I'm really interested in starting to look at that information, see what we can pull out from that and see how it affects risk of cancer.
So I think the next step for this work is to look at that look at other cancers and diseases as well, and also start to move from a proof of concept that we can do this into building risk prediction models to actually try and make something that we can move into primary care.
Speaker A
00:14:06.100 - 00:14:12.260
Yeah. And for any gps listening to this, what's the main thing you'd want them to take away from this current study?
Speaker B
00:14:13.080 - 00:14:44.120
So I think from ovarian cancer perspective, to recognise that actually ovarian cancer has symptoms, they're often subtle, they can occur in early stage disease.

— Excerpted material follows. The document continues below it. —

PR #2354, opened 2022-07-01
Add 'Occluded(bool)' window event (currently supported on X11 and Macos)

trimental:

Checking whether a window is occluded is very useful for increasing the idling time of programs, especially when the program involves heavy rendering. You don't want to waste time rendering to a window that can't even be seen by the user. 

MacOS easily provides the occlusion state of windows unlike other platforms. By checking that `ns_window.occlusionState()` contains the `NSWindowOcclusionStateVisible` flag you can check to see if the window is being displayed to the user. This returns false when being occluded partially or if the window can be seen through blurred windows.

So to be aware of symptoms such as persistent bloating, abdominal pain, urinary changes, and to be aware of those and recognise them, particularly if women have worsening symptoms or it doesn't seem right or there's no obvious cause, and perform investigations such as CA125 and. Or ultrasound.
Speaker A
00:14:44.600 - 00:14:50.920
Any other final thoughts that you want to add just based on this work or anything that you want to sort of highlight from this paper?
Speaker B
00:14:51.400 - 00:15:22.150
So, for me, this work shows how much information, how much important information is contained in that free text.
I think from a UK perspective, we need to work with governance bodies, we need to work with data providers to look at how we can make this data available in the uk. UK has some of the best healthcare resources in the world, but if we're unable to access and use this free text data, it's a real missed opportunity.
It's a real opportunity to use it to benefit patients on the nhs.
Speaker A
00:15:22.630 - 00:15:31.830
Brilliant. Thanks very much for that, Garth. It's a great paper.
So, yeah, I'd recommend anyone listening to go back and have a listen to it, but I just wanted to say thanks very much for your time.
Speaker B
00:15:32.390 - 00:15:33.270
Thank you very much.
Speaker A
00:15:34.630 - 00:15:49.800
And thank you all very much for your time here and for listening to this podcast today. Garth's original research article can be found on bjgp. Org and the show notes and podcast audio are at bjgplive. Com. Thanks again. Bye.